- Born: 1998 or 1999 (age 26–27) Doha, Qatar
- Occupations: Comedian, model, athlete, disability rights campaigner
- Known for: Protecting the right to education

= Nawaal Akram =

Qatari comedian, model, athlete and disability rights campaigner

Nawaal Akram (نوال أكرم) is a Qatari comedian, model, athlete and disability rights campaigner. She was diagnosed with Duchenne muscular dystrophy at the age of six, and was forcefully removed from education against her wishes at the age of 10 by the school; she became a wheelchair user at the age of 12. She has since founded Muscular Dystrophy Qatar to raise awareness of the condition, and was named one of BBC's 100 Women programme in 2017.

==Career==
Born in Doha, Qatar, to Pakistani parents, Nawaal Akram is one of six children to Mohammed and Saima Akram. At the age of six, she was diagnosed with Duchenne muscular dystrophy, and began using a wheelchair by the age of 12 after falling and breaking her leg. Her condition led to Akram being bullied by other children, which was ignored by the teachers in her school. Akram was then removed from her school, as they did not want to take responsibility for a physically disabled child. Her parents threatened to sue the school but withdrew as it would have affected the education of her siblings who were studying there. Applications to other schools followed, but these were rejected on the basis of her condition or nationality. Special schools were contacted, but she was rejected from those as she did not have a mental disability. Akram eventually tried homeschooling, but this was ineffective as it used part-time tutors.
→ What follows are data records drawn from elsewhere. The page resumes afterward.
PR #304, opened 2018-08-21
[FIX] 8.0 travis

StefanRijnhart:


pedrobaeza (approved):
Fast-tracking as the fix is straight forward

PR #324, opened 2015-07-23
Start testing against rails master

vipulnsward:
Should be green currently


rmosolgo:
woahhhhhh

> Rails 5 requires Ruby 2.2.2 or newer.

vipulnsward:
Hah, I forgot.

PR #329, opened 2015-07-31
Allow component inline rendering from controller

garbles:
Adds a `component` option to the controller `render` method so that you can render a component in place of `yield` instead of a view.

For example,

```ruby
class TodoController < ApplicationController
  def index
    render component: 'TodoList', props: { todos: [{...}, {...}] }
  end
end
```

I had done something similar to this this before [here](https://github.com/reactjs/react-rails/pull/118), but there were problems with it.


borisrorsvort:
:+1:

borisrorsvort:
@rmosolgo This is cool :) What is it missing to go on?

garbles:
@rmosolgo @zpao - wondering what else needs to be done here?

zpao:
I think it looks cool! This is @rmosolgo's show though so I'll let him take care of it.

lib/react/rails/controller_renderer.rb
```diff
@@ -0,0 +1,18 @@
+class React::ControllerRenderer
```
rmosolgo: Can this be named `React::Rails::ControllerRenderer`? That would match the file path (and seems like the right name for it)

test/server_rendered_html_test.rb
```diff
@@ -51,4 +51,9 @@ def wait_to_ensure_asset_pipeline_detects_changes
     assert_no_match(/console.warn/, response.body)
     assert_no_match(/console.error/, response.body)
   end
+
+  test 'react inline component rendering' do
+    get '/server/inline_component'
+    assert_match(/Render this inline/, response.body)
```
rmosolgo: What do you think about double-checking that this is rendered inside layout, eg testing for `<html>` and/or `<body>`?

rmosolgo: maybe also a test for the `tag:` option (checking for the span with `data-react-class` attribute)

rmosolgo:
Sorry I'm behind, thanks for the nudge! 

Wow, this implementation is really nice. I never knew about the `Renderers` API before. This seems like a great fit. 

I had a couple of questions I left in line. Besides that, could you add a bit to the readme?

borisrorsvort:
@rmosolgo  thanks for the review. Hope @garbles have time  to get this right :smile:  Can't wait :stuck_out_tongue:

test/server_rendered_html_test.rb
garbles: Added assertions for the tag, prerendering (`Render this inline</span>` instead of just `Render this inline`) and the layout (`<title>Dummy</title>`).

lib/react/rails/controller_renderer.rb
garbles: Whoops. Yup you're right. :+1:

garbles:
@rmosolgo @borisrorsvort I believe that the issues when the PR have been resolved. :family:

rmosolgo:
:money_with_wings: :confetti_ball:  thanks!

lib/react/rails/controller_renderer.rb
```diff
@@ -0,0 +1,17 @@
+class React::Rails::ControllerRenderer
+  include React::Rails::ViewHelper
+  include ActionView::Helpers::TagHelper
+  include ActionView::Helpers::TextHelper
+
+  attr_accessor :output_buffer
```
rmosolgo: Btw @garbles these few calls (`include ActionView::...` + `attr_accessor :output_buffer`), is this what's required to make your custom object work with view rendering?

garbles: You are correct

garbles:
@rmosolgo Should I add something to the README?

rmosolgo:
Yeah, that would be good. Can you include a note like `(coming in 1.3.0)` or something? Some way that will signal to people that it's on master but not on Rubygems yet?

lib/react/rails/controller_renderer.rb
rmosolgo: cool, I was trying to refactor the view helper a while back and got scared off by how things kept _not working_, maybe i'll give it a try

garbles:
@rmosolgo cool cool. I'll write that up tonight. :tada:

borisrorsvort:
Giphy

Issue #316, opened 2015-07-09
Add es6 option to generator


borisrorsvort:
That could be a nice improvement to add an es6 version to the component generator :)

rstormsf:
agreed.

rmosolgo:
I'd support it!

borisrorsvort:
:+1:  @rmosolgo just to be clear, you'd support a PR or you'll include it in your roadmap?

rmosolgo:
if you make the PR, I'll support you :)

borisrorsvort:
@rmosolgo here you go :) https://github.com/reactjs/react-rails/pull/332

rmosolgo:
:confetti_ball:

PR #332, opened 2015-08-08
Add es6 option to generator

borisrorsvort:
Here you go #316

I wanted to add some tests but basically it's just rerunning the same with another option. Should I dedupe the current one just for es6 or something else?

### DIFF
--- a/README.md
+++ b/README.md
@@ -204,7 +204,7 @@ end
 ### Component generator
 
 `react-rails` ships with a Rails generator to help you get started with a simple component scaffold. 
-You can run it using `rails generate react:component ComponentName`. 
+You can run it using `rails generate react:component ComponentName (--es6)`. 
 The generator takes an optional list of arguments for default propTypes, 
 which follow the conventions set in the [Reusable Components](http://facebook.github.io/react/docs/reusable-components.html) 
 section of the React documentation.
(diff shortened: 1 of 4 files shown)


rmosolgo:
Yes, could you add some tests for the generated output? That will help us keep from breaking things down the road :)

borisrorsvort:
@rmosolgo Good enough?

rmosolgo:
Sorry, I guess I should have been more specific. I think it's important to add tests for _new_ behaviors, but not important to test shared, pre-existing behaviors. In this case, it would be good to test: 

- The resulting file uses ES6 syntax (eg, checking for the `class ... extends` syntax in the result)
- The resulting file assigns propTypes after defining the class (eg, checking for `{className}.propTypes = `)
- The resulting file compiles successfully (I think `test "generates working jsx"` is sufficient for that). 

In my opinion, it's not important to repeat the tests for filename, `render` function, and `propType` since those behaviors are unchanged by the `--es6` option. 

How does that sound?

borisrorsvort:
@rmosolgo here you go

rmosolgo:
:money_with_wings:  Thanks, that's great!

borisrorsvort:
:+1:

PR #340, opened 2015-08-23
Allow to pass DOM object as parent selector.

aratak:
Extend possibility of `findDOMNodes` and as a consequence `mountComponents`. It allows to use it with an element which was inserted to the DOM tree without react.js. Example:

```
$(document).on('nested:fieldAdded', function(e) {
  window.ReactRailsUJS.mountComponents(e.target);
});
```

With backward compatibility, of course.

### DIFF
--- a/lib/assets/javascripts/react_ujs.js.erb
+++ b/lib/assets/javascripts/react_ujs.js.erb
@@ -14,17 +14,29 @@
     // `data-react-class` DOM elements
     findDOMNodes: function(searchSelector) {
       // we will use fully qualified paths as we do not bind the callbacks
-      var selector;
-      if (typeof searchSelector === 'undefined') {
-        var selector = '[' + window.ReactRailsUJS.CLASS_NAME_ATTR + ']';
-      } else {
-        var selector = searchSelector + ' [' + window.ReactRailsUJS.CLASS_NAME_ATTR + ']';
+      var selector, parent;
+
+      switch (typeof searchSelector) {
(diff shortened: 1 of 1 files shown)


rmosolgo:
:+1: nice feature! 

Can you investigate that failing test? It looks like it passes on master. Does it fail locally?

Also, could you add a test for this new behavior? I think you could base your new test off of the existing one for mounting & unmounting by selector strings. 

You can see that the test clicks some buttons and makes sure that components are unmounted and re-mounted: https://github.com/reactjs/react-rails/blob/master/test/react/rails/view_helper_test.rb#L135-L136

The buttons are defined in this Rails view: https://github.com/reactjs/react-rails/blob/1c03b00b8105c78fbf674abe34be4941084bede4/test/dummy/app/views/pages/show.html.erb

So, I think you could make 2 new buttons which call those functions with DOM elements instead of strings. Then, in your test, click those buttons and make sure components are unmounted and re-mounted, just like the existing test.

ximus:
I fixed and added tests for this branch here: https://github.com/reactjs/react-rails/compare/master...ximus:support-dom-node-context

let me know what you want me to do with it

rmosolgo:
Awesome, please open a new Pull Request! If we merge that one, then we can close this one.

aratak:
Thanks, @ximus!

rmosolgo:
closed by #358 , Thanks for getting this started!

PR #341, opened 2015-08-25
Make server rendering more efficient

towry:
When server rendering, all components will be in components.js
and Execjs will evaluate the js code even some component is not
needed.

Add 'use_ssr' option, to only evaluate the component that specific by
controller. Note, when `use_ssr` is true, then there no need to provide
the `prerender: true` option.

```erb
react_component('Components.IndexView', {}, {use_ssr: true})
```

If `use_ssr` is not provided, then react-rails will works like before.

Here is an example: https://github.com/towry/rails-react-server-rendering-example.

### DIFF
--- a/lib/react/rails/engine.rb
+++ b/lib/react/rails/engine.rb
@@ -5,6 +5,11 @@ module React
         sprockets_env = app.assets || Sprockets # Sprockets 3.x expects this in a different place
         sprockets_env.register_engine(".jsx", React::JSX::Template)
       end
+
+      initializer 'react_rails.assets.precompile' do |app|
+        precompile = File.join("components", '*.ssr.js')
+        app.config.assets.precompile += [precompile]
+      end
     end
   end
 end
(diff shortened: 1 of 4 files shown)


rmosolgo:
One way that people have optimized this is make a `server_rendering.js` file which requires all components needed for server rendering. It's not included in `application.js`. It's only passed to `react-rails`, to be loaded into ExecJS. This way, they don't load _every_ component into ExecJS, only the subset which is needed for server rendering. 

Does this solution offer anything which that ^^ solution doesn't provide?

Another option for distributing this code would be to make  a custom renderer. You could make a Ruby gem which depends on `react-rails`, then in your gem, extend `SprocketsRenderer` with your desired behavior. 

`react-rails` accepts a config, `config.react.server_renderer`, where you could assign the new renderer class. That would cause `react-rails` to use your provided renderer instead of a built-in one.

towry:
In the second option, I have made a gem called `reactssr-rails` that it's just a renderer, but things goes complicated when I put this gem to our project (Maybe I have been working on the wrong way, but our project render all react components on server side).

I have a project that we render all react components on server side, so all the component goes into `server_rendering.js` file?  Because it seems that react-rails load everything in `files `:

```ruby
        files: ['react.js', 'server_rendering.js', 'components.js']
    }
```

PR #343, opened 2015-08-27
- Change version of installation to 1.2.0 in README so we dont run in…

vipulnsward:
…to installation issues with generator, due to sprockets


rmosolgo:
Could you elaborate a bit? I don't understand!

vipulnsward:
@rmosolgo If someone tries to run generator or using the gem on previous versions without the sprockets fix, it errors right now.

rmosolgo:
thanks!

PR #347, opened 2015-08-31
Reposition asset path build

### LINKED ISSUE #345: Put configuration in an initializer
I like to keep my configuration as separated into relevant files as possible, that's why I would love to be able to have an `/config/initializers/react.rb` file containing the `react-rails` configuration options.

However, due to the [`asset_paths` being added in the `config.before_initialize` hook of the railtie](https://github.com/reactjs/react-rails/blob/259e299286b4fa40c678ffb4dc64c9ddca9fde92/lib/react/rails/railtie.rb#L53) the `addon` option is ignored if it's set in an initializer instead of in `application.rb`.

Is it possible to move this asset path generation to the `after_initialize` hook, like the other stuff? I'm assuming it's not since you made a deliberate split of what goes into `before` and `after`, but I figured I'd make sure there is a reason before I start spending time maybe doing a PR to fix it :-)

dv:
The standard config/initializers are only run after `railtie#before_initialize`, but we have to build the asset paths before `railtie#after_initialize` since at that point Sprockets has already frozen the asset paths.

This PR moves the asset path build to a point in between `before_initialize` and `after_initialize`, after the standard initializers are run but before Sprockets freezes the environment.

Fixes #345

### DIFF
--- a/lib/react/rails/railtie.rb
+++ b/lib/react/rails/railtie.rb
@@ -51,7 +51,7 @@ module React
 
       end
 
-      config.before_initialize do |app|
+      initializer "react_rails.set_variant", after: :engines_blank_point, group: :all do |app|
         asset_variant = React::Rails::AssetVariant.new({
           variant: app.config.react.variant,
           addons: app.config.react.addons,
--- a/test/dummy/config/application.rb
+++ b/test/dummy/config/application.rb
@@ -26,6 +26,7 @@ module Dummy
     # config.i18n.load_path += Dir[Rails.root.join('my', 'locales', '*.{rb,yml}').to_s]
     # config.i18n.default_locale = :de
     config.react.variant = :production
+    config.react.addons = false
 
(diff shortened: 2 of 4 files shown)


dv:
I spent a few hours looking on how to best test the initializer code, but apparently this is almost impossible - since we would have to completely reboot the Rails app, and I couldn't find anywhere how to do that in a test.

The compromise I've used here is to hardcode an initializer in the dummy app, which overrides a setting set in the dummy app's `application.rb`. The single test that checks the path now has the added task of checking if the addons option was set before Sprockets froze the world.

rmosolgo:
Yeah, I remember trying to find some way to test it also, and basically giving up :P 

But the way you tested it looks good to me. And it passes on all our Ruby & Rails versions :D

rmosolgo:
Thanks! :confetti_ball:

PR #350, opened 2015-09-04
docs(readme) document some customization points

rmosolgo:
I hope this will help people understand & improve react-rails! And help them find ways to extend it in the ways they want to, eg Flux-on-the-server, gon.


vipulnsward:
I was playing around to use redux - https://github.com/vipulnsward/react-rails/commit/e240b6486c866296e6f91275256bf0aa60ca2f0f

I think, a new helper can be introduced if needed by someone, without affecting existing helper. 
More tricky is the ujs handling.

rmosolgo:
Oh, nice, that allows you to inject `react_redux_state`  into the page, then load it up? 

Yeah, I imagine if you need custom UJS you could just remove:

```js 
//= require react_ujs
```

And instead, require the custom UJS

```js 
//= require custom_ujs
```

PR #354, opened 2015-09-16
findDOMNodes(): Support jquery selectors

ximus:
In my use case, I need to initialize react components in a context referenced only by a jquery object. Trust me there is little I can do to get a CSS selector instead of this object in this use case I'm working on. However, `ReactRailsUJS.mountComponents()` Only supports string CSS selectors. 

There is no simple way to get a string CSS selector from a dom node or jquery object.

With much simplicity, this adds much value by enabling support for jquery objects passed to `ReactRailsUJS.mountComponents()`.

I hope you find this useful, feel free to re-work any way that suits you.

### DIFF
--- a/lib/assets/javascripts/react_ujs.js.erb
+++ b/lib/assets/javascripts/react_ujs.js.erb
@@ -13,6 +13,10 @@
     // helper method for the mount and unmount methods to find the
     // `data-react-class` DOM elements
     findDOMNodes: function(searchSelector) {
+      if ($ && searchSelector instanceof $) {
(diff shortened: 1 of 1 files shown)


ximus:
another way of doing it, maybe more standard, could be to accept an array of DOM nodes and call `querySelectorAll` using `window.ReactRailsUJS.CLASS_NAME_ATTR` on each of them. Then flat map the results and use those as the nodes to initialize as react elements.

ximus:
I think https://github.com/reactjs/react-rails/pull/340/files does this more cleanly

rmosolgo:
Ok, that PR is stuck, feel free to either checkout his branch and fix the tests or re-implement yourself!

PR #358, opened 2015-09-27
Allow to pass DOM object as parent selector (second PR)

ximus:
Extend possibility of findDOMNodes and as a consequence mountComponents. It allows to use it with an element which was inserted to the DOM tree without react.js. Example:
```
$(document).on('nested:fieldAdded', function(e) {
  window.ReactRailsUJS.mountComponents(e.target);
});
```
Follow up from https://github.com/reactjs/react-rails/pull/340

### DIFF
--- a/lib/assets/javascripts/react_ujs.js.erb
+++ b/lib/assets/javascripts/react_ujs.js.erb
@@ -26,7 +26,7 @@
           parent = searchSelector;
           break;
         case 'string':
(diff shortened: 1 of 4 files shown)


rmosolgo:
:+1: Thanks for getting this in shape! 

I guess it would misbehave if someone did this:

```javascript 
stringObject = new String("myString")
typeof stringObject // "object"
```

But, every JS guide I've ever seen just says "don't use `new String`", so I don't think we should worry about it!

PR #365, opened 2015-10-07
Update to React 0.14

rmosolgo:
This is kind of a non-pull request. I've used our existing update process, but it doesn't work :disappointed:  

The bower package doesn't include `ReactDOMServer`, which we need for server rendering.

Also, it's kind of a downer to introduce that second require:

```
//= require react
//= require react-dom
```

Because this is Ruby on Rails, I think it would be acceptable to assume that we want `react-dom`.

So, maybe we need a new update & build process:

- Get libraries from npm
- Build custom bundles for react-rails (including `react` & `react-dom`, `react-dom/server`?)

Any suggestions?


vipulnsward:
How are the ones listed on https://facebook.github.io/react/downloads.html generated?
We can just reuses the browser bundles from there?

rmosolgo:
Score! It looks like that includes `ReactDOMServer`, let me give it a try...

rmosolgo:
:weary: It includes `ReactDOMServer` so that it can attach deprecated functions to `React`, but it doesn't export the object

vipulnsward:
I think we can ship with react-rails.js and that should henceforth include whatever is needed to get react running. 

```
// react-rails.js

//= require react
//= require react-dom
```

And in Application - 
```
//= require react-rails
```

IvRRimum:
When 0.14 React will be available in this gem ? I developoing rails server, but i dont want to use outdated react version.

onpaws:
@rmosolgo Thanks for your effort on getting React 0.14 in place. While I'm (relatively) new to React and this gem if you need help getting this sorted out I'd be happy to dive in.

rmosolgo:
@onpaws I'm hoping to take a pass at this on Sunday or Monday, but if you're interested, definitely take a shot at it!

Here's what I've got in mind:

### Goals

- Include `react` & `react-dom` on the client
- Include `react`, `react-dom` and `react-dom/server` on the server
- Preserve the simple `//= require react` API inside sprockets JS files (or perhaps `react-rails` as @vipulnsward  described above)
- Preserve the ability to drop in a local copy of React if you want to override the `react-rails` default
- Preserve the ability to update the React version in the gem source by running a Rake task (replacing the current `rake react:update`)

### Method 

I'm open to anything that accomplishes the goals above. I haven't tried it yet, but this is what I'd try:

- Add a new directory to this project which is a webpack project
- Make a couple of manifest files for `react-rails` (one for the client, one for the server) using Node.js `require` API to get the right packages 
- Set up the webpack config to build those manifests into the existing `lib/assets/react-source` directories (setting `NODE_ENV=production` for the production build)
- Make a rake task that runs webpack for that build 

### Not sure about 

- How to include add-ons? I see they're all in their own modules now. I'd like to bundle those in the `-with-addons` files.
- At some point, I'd like to make it possible to update the React.js version without updating the gem. Maybe supporting React 0.14 will shed some light on how to add that feature.

onpaws:
Awesome! Your plan sounds great. 
Resolving an 'invariant violation' error on my app today took up quite some time today  - hoping to continue on this tomorrow/Monday.

Regarding your last item, I noticed angularjs-rails appears to offer something similar to what you describe. Perhaps this might be helpful?
https://github.com/hiravgandhi/angularjs-rails/blob/master/tasks/angularjs-rails/stable_updater.rb

rmosolgo:
I took a pass at this here: #376

PR #571, opened 2022-03-02
DOP-2790: Fix connected steps from being disconnected

rayangler:
### Stories/Links:

DOP-2790

### Staging Links:

[Guide staging](https://docs-mongodbcom-integration.corp.mongodb.com/connected-steps-includes-fix/guides/raymundrodriguez/DOP-2790/cloud/account/#connected-steps-with-include-test)

### Notes:
* The main change is that we're removing a prop to indicate the last step, and we'll instead handle that through CSS. The CSS was moved around accordingly to facilitate this.

### DIFF
--- a/src/components/Procedure/Step.js
+++ b/src/components/Procedure/Step.js
@@ -33,21 +33,6 @@ const Content = styled.div`
   }
 `;
 
-const stepBlockStyles = {
-  connected: css`
-    :after {
-      content: '';
-      border-left: 2px dashed ${uiColors.gray.light2};
-      bottom: 0;
-      left: calc(50% - 1px);
-      position: absolute;
-      top: 0;
-      z-index: -1;
-    }
-  `,
-  normal: null,
-};
-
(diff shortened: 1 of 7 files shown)


src/components/Procedure/Step.js
```diff
@@ -88,10 +84,10 @@ const contentStyles = {
   `,
 };
 
-const Step = ({ nodeData: { children }, isLastStep, stepNumber, stepStyle = 'connected', ...rest }) => {
+const Step = ({ nodeData: { children }, stepNumber, stepStyle = 'connected', ...rest }) => {
```
gjchong25, line 87: Just curious, does stepNumber have to be a prop? Won't the steps always start at 1?

rayangler: Yup, the steps will always start at 1. Since the `Procedure` component is in charge of rendering the sequential order of the steps, we pass in the step number as a prop so that each individual `Step` component knows what number to render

Because of the lack of access to education, she began to feel depressed. Akram started to work at Mada, a non-profit disability organisation in Qatar. While there, she learnt about how social media can be used to promote ideas.

She has since helped children with disabilities in Qatar and middle east get an education and performed stand-up comedy as a comedian with Stand Up Comedy Qatar (SUCQ), the country's first and only collective of stand-up comedians, that was started in November 2010. Akram also works a model.

Akram took up the Paralympic sport Boccia, and expanded her social media presence including her Instagram nawaalakram & YouTube channel "Nawaal akram". In 2016, she founded the organisation Muscular Dystrophy Qatar to raise awareness of the condition within the country. She was named one of BBC's 100 Women programme, signifying her as one of the most influential and inspiration women of the year.